▸ **Goal of the exercise**: Your result should be the lines holding the word "stuff", copied from the entries below.

# # # # #

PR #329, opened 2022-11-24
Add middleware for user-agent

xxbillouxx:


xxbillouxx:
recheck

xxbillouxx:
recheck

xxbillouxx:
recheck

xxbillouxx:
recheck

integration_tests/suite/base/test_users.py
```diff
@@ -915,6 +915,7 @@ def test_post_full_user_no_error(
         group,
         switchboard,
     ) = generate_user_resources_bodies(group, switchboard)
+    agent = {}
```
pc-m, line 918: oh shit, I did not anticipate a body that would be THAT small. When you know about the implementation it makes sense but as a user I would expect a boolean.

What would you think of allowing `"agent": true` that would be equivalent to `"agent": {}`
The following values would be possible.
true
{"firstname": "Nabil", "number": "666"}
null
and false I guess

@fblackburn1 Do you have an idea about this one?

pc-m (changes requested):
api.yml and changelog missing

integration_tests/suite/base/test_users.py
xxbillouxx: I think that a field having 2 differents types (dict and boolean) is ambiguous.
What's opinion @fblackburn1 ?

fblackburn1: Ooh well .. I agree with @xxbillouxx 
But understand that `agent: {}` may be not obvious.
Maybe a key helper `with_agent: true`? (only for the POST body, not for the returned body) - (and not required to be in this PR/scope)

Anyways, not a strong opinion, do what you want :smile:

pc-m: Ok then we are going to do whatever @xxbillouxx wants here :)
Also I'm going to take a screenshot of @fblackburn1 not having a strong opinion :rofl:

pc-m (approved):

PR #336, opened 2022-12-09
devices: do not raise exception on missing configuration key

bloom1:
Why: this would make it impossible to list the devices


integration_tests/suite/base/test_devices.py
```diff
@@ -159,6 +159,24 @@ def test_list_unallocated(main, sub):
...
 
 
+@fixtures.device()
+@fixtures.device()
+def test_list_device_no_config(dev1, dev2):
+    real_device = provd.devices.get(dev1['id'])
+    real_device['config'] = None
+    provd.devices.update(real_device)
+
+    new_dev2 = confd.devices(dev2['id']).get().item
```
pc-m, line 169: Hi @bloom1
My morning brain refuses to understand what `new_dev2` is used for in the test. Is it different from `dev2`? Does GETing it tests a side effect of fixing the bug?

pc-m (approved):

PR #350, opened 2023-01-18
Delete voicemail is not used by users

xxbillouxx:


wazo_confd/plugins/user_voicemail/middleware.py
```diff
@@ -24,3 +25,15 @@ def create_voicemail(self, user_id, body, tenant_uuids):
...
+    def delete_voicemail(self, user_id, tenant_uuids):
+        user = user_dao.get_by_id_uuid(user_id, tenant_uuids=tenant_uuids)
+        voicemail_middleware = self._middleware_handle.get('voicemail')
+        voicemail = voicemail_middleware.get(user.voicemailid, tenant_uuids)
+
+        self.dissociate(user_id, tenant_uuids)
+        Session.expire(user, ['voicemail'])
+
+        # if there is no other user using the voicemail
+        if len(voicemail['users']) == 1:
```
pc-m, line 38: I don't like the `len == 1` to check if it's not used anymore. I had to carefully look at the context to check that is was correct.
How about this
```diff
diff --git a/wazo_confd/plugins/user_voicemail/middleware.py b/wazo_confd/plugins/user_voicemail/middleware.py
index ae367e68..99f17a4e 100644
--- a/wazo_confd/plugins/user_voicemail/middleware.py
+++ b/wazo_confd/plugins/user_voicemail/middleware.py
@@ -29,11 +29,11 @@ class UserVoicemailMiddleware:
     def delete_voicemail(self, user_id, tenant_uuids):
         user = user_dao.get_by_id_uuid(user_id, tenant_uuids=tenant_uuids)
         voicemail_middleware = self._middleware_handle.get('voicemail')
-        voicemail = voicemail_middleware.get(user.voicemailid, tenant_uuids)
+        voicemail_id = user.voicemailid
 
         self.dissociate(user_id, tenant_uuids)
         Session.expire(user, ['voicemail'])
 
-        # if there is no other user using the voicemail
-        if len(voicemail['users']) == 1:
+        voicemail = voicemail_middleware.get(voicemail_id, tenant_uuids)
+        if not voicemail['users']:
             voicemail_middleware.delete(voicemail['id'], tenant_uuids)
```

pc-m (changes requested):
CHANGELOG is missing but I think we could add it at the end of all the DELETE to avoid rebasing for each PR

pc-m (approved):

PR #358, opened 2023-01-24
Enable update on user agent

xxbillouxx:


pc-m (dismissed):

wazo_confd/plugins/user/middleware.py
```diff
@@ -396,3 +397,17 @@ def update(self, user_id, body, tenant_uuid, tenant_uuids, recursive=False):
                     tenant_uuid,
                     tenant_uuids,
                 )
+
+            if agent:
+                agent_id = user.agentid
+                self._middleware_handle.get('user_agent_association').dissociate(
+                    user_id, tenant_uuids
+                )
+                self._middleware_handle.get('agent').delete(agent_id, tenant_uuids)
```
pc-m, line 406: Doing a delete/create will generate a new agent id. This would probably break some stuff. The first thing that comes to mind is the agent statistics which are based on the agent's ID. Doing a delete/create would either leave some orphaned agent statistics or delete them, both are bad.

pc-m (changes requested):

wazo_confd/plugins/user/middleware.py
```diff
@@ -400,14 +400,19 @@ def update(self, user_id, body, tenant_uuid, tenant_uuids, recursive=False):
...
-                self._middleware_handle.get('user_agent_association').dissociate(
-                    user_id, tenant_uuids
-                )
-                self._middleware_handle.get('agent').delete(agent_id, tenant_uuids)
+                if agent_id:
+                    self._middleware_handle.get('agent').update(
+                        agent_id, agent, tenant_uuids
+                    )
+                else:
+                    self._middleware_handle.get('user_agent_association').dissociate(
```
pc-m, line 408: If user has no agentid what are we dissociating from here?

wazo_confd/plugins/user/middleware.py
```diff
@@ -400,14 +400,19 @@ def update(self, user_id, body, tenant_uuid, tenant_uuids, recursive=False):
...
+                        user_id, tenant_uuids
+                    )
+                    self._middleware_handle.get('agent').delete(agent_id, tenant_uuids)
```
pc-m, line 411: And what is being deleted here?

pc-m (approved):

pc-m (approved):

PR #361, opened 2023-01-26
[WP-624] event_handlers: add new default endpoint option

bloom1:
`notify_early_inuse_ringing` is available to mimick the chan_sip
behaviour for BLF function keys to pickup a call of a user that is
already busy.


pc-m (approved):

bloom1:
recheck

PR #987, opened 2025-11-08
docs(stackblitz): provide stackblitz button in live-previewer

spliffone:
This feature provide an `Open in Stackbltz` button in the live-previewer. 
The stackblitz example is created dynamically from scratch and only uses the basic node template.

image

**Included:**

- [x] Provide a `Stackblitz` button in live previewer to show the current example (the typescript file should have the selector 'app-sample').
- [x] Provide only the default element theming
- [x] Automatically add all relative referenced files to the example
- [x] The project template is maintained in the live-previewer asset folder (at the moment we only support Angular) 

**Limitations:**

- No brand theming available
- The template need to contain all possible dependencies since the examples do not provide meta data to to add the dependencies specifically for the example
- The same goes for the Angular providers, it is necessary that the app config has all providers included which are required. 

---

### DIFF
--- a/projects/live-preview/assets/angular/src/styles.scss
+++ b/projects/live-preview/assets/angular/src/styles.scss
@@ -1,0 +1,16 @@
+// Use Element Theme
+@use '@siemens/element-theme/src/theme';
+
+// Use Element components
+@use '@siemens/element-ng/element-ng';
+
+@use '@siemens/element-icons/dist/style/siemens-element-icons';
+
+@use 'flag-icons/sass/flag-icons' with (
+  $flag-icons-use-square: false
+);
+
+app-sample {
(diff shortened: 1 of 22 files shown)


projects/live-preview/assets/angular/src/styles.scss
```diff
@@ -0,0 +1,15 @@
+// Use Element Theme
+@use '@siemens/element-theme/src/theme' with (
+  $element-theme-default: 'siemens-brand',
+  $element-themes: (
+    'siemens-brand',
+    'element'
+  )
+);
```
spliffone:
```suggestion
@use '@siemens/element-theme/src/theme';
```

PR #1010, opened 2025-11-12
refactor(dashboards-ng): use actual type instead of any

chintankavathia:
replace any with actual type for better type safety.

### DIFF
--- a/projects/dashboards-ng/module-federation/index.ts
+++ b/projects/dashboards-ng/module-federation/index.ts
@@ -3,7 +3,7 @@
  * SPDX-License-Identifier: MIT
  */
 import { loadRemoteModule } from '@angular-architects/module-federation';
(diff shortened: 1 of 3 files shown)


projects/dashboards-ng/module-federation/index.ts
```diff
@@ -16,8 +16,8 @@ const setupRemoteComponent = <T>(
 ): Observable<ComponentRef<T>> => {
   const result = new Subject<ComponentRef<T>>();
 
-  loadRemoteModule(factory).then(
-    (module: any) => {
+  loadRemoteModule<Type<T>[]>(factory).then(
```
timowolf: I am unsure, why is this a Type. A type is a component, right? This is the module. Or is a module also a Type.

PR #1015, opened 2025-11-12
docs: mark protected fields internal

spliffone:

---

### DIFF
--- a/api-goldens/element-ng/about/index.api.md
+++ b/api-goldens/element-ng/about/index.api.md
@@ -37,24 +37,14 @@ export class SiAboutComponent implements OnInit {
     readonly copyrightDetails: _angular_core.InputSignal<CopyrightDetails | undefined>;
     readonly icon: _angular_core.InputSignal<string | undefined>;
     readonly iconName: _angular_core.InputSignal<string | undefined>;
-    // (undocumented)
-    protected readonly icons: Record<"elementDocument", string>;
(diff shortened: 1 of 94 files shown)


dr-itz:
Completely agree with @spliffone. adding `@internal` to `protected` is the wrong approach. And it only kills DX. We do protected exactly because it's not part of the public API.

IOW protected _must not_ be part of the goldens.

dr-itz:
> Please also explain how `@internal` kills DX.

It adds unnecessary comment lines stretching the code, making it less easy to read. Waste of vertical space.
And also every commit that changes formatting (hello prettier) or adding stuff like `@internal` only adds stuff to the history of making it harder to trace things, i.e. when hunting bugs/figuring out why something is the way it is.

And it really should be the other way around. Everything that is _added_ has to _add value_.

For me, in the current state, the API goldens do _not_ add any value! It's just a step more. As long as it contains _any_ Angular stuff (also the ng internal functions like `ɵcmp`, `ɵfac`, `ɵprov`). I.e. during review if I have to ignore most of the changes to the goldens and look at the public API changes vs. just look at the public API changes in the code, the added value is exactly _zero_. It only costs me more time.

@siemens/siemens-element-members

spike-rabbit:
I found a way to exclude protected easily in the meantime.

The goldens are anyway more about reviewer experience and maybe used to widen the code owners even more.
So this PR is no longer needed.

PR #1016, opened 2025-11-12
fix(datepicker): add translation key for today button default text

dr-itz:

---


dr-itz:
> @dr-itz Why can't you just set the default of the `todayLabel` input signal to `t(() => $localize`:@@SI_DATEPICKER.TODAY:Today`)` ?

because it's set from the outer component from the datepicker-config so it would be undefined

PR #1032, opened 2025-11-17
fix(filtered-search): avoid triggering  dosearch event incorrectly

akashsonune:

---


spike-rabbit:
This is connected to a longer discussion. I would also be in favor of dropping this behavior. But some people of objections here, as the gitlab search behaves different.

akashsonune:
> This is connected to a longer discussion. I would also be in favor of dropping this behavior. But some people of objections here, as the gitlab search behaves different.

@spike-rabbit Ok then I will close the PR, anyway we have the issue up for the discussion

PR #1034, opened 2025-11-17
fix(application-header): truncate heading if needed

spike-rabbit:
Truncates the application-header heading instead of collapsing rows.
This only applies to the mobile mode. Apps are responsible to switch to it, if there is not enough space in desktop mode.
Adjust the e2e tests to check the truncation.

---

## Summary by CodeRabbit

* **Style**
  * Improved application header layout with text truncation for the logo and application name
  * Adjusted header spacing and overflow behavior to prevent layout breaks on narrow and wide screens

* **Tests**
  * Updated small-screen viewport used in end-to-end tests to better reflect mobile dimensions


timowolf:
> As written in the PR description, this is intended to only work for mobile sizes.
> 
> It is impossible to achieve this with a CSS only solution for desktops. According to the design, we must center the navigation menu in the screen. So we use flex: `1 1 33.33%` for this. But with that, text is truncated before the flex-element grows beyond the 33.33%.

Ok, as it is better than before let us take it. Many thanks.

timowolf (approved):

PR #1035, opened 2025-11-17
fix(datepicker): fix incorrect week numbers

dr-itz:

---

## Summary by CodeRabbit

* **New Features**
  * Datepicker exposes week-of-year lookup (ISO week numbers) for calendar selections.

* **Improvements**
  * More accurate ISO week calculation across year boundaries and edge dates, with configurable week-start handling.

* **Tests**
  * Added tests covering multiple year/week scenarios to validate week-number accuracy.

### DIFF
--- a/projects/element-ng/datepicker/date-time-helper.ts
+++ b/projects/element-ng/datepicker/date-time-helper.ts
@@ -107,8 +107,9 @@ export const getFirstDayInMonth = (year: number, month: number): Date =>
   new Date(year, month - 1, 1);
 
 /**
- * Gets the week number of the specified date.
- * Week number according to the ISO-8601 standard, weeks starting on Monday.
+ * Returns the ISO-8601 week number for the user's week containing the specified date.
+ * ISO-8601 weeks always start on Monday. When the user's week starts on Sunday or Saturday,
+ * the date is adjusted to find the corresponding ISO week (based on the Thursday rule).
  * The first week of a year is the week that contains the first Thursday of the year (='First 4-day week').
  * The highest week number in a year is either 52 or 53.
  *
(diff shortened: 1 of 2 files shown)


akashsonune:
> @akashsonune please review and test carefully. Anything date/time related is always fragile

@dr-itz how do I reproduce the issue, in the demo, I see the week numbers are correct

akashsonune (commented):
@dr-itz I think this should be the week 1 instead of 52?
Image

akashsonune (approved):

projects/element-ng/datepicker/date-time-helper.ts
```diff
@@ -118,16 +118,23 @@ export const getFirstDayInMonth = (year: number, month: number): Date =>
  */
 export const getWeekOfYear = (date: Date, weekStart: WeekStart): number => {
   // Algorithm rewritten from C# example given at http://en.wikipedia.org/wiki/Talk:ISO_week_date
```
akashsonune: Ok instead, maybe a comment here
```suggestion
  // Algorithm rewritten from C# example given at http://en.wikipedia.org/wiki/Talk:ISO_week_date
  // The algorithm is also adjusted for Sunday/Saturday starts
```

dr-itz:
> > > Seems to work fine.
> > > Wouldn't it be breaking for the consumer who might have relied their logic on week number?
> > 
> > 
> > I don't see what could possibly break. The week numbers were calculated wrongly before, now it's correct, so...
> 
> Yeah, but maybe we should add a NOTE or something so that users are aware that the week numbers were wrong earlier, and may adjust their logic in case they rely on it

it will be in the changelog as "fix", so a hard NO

# # # # #

▸ **Your response**:
pc-m, line 406: Doing a delete/create will generate a new agent id. This would probably break some stuff. The first thing that comes to mind is the agent statistics which are based on the agent's ID. Doing a delete/create would either leave some orphaned agent statistics or delete them, both are bad.
And also every commit that changes formatting (hello prettier) or adding stuff like `@internal` only adds stuff to the history of making it harder to trace things, i.e. when hunting bugs/figuring out why something is the way it is.
For me, in the current state, the API goldens do _not_ add any value! It's just a step more. As long as it contains _any_ Angular stuff (also the ng internal functions like `ɵcmp`, `ɵfac`, `ɵprov`). I.e. during review if I have to ignore most of the changes to the goldens and look at the public API changes vs. just look at the public API changes in the code, the added value is exactly _zero_. It only costs me more time.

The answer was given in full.